Thursday, July 26, 2012

World’s largest solar power plant may be life threatening

A study a few years back has confirmed that birds flying through a solar field meet sudden death upon accidental contact with a solar panel or suffers a slow death when their feathers are singed or burned off.

The question now is: How dangerous would the world’s largest solar power plant currently being built in the Mojave Desert be to humans and wildlife?

The plant is being equipped with 170,000 garage-door size solar mirrors and a specialized GPS device that will align the plants giant mirrors to track the sun across the desert sky, bouncing radiation to the tops of three 45-story towers which will then heat the water inside the towers to 1,000 degrees, creating steam power for electricity creation.

Because of the enormousness of the Ivanpah plant, and the fact that this type of technology has never before been used, researchers are worried about the dire consequences the massive mirrors would have on public safety especially that, for now, they are just relying mostly on computer modeling to provide answers.

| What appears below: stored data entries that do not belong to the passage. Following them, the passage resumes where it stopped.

Issue #12, opened 2023-05-08
Don't hardcode modules in SetConfiguration.tsx


garyray-k:
See TODO in `SetConfiguration.tsx`

_Originally posted by @garyray-k in https://github.com/fedimint/fedimint/pull/2360#discussion_r1186956451_

justinmoon:
I think the big thing is that we shouldn't throw away anything in we receive in `get_default_config_gen_params`. Doing so is what caused the regression fixed by https://github.com/fedimint/ui/pull/106. Our current strategy doesn't notice new defaults.

justinmoon:
Closed by https://github.com/fedimint/ui/pull/133

PR #106, opened 2023-07-21
fix: include default client bitcoin rpc config in params

justinmoon:
This block of code handling the config gen params is very error-prone. Related to https://github.com/fedimint/ui/issues/12.

### DIFF
--- a/apps/guardian-ui/src/components/SetConfiguration.tsx
+++ b/apps/guardian-ui/src/components/SetConfiguration.tsx
@@ -90,10 +90,9 @@ export const SetConfiguration: React.FC<Props> = ({ next }: Props) => {
         );
         setNetwork(walletModule.consensus?.network.toString() || network);
         setBitcoinRpc(walletModule.local?.bitcoin_rpc || bitcoinRpc);
-        setClientDefaultBitcoinRpc(
-          walletModule.consensus?.client_default_bitcoin_rpc ||
-            clientDefaultBitcoinRpc
-        );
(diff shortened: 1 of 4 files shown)


apps/guardian-ui/src/components/SetConfiguration.tsx
```diff
@@ -85,6 +90,10 @@ export const SetConfiguration: React.FC<Props> = ({ next }: Props) => {
         );
         setNetwork(walletModule.consensus?.network.toString() || network);
         setBitcoinRpc(walletModule.local?.bitcoin_rpc || bitcoinRpc);
+        setClientDefaultBitcoinRpc(
+          walletModule.consensus?.client_default_bitcoin_rpc ||
+            clientDefaultBitcoinRpc
+        );
```
wbobeirne, line 96: Hmmm this is a bit of an anti-pattern but not your fault. But these are using variables that are not being included in the `useEffect` dependencies, so they may be stale references. Typically you'd just wrap this in a condition and not call the `set*` method, rather than re-passing its existing state:
```suggestion
        if (walletModule.consensus?.client_default_bitcoin_rpc) {
          setClientDefaultBitcoinRpc(walletModule.consensus.client_default_bitcoin_rpc);
        }
```
However, `walletModule` isn't in the `useEffect` dependencies either so it's kind of a wash. This whole `useEffect` probably needs to be re-thought.

wbobeirne (approved):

Critics of the project, which includes the Defense Department, say no one can specify the dangers because no solar plant has been built on this scale—but it might vaporize birds, blind drivers miles away, flip small airplanes, or even attract Air Force heat-seeking missiles.

Even if the proponents of this huge project find the skeptics wrong, still threatening issues lie present, one way or another, since the federal government is said to be planning more than 100 solar projects in the Mojave Desert.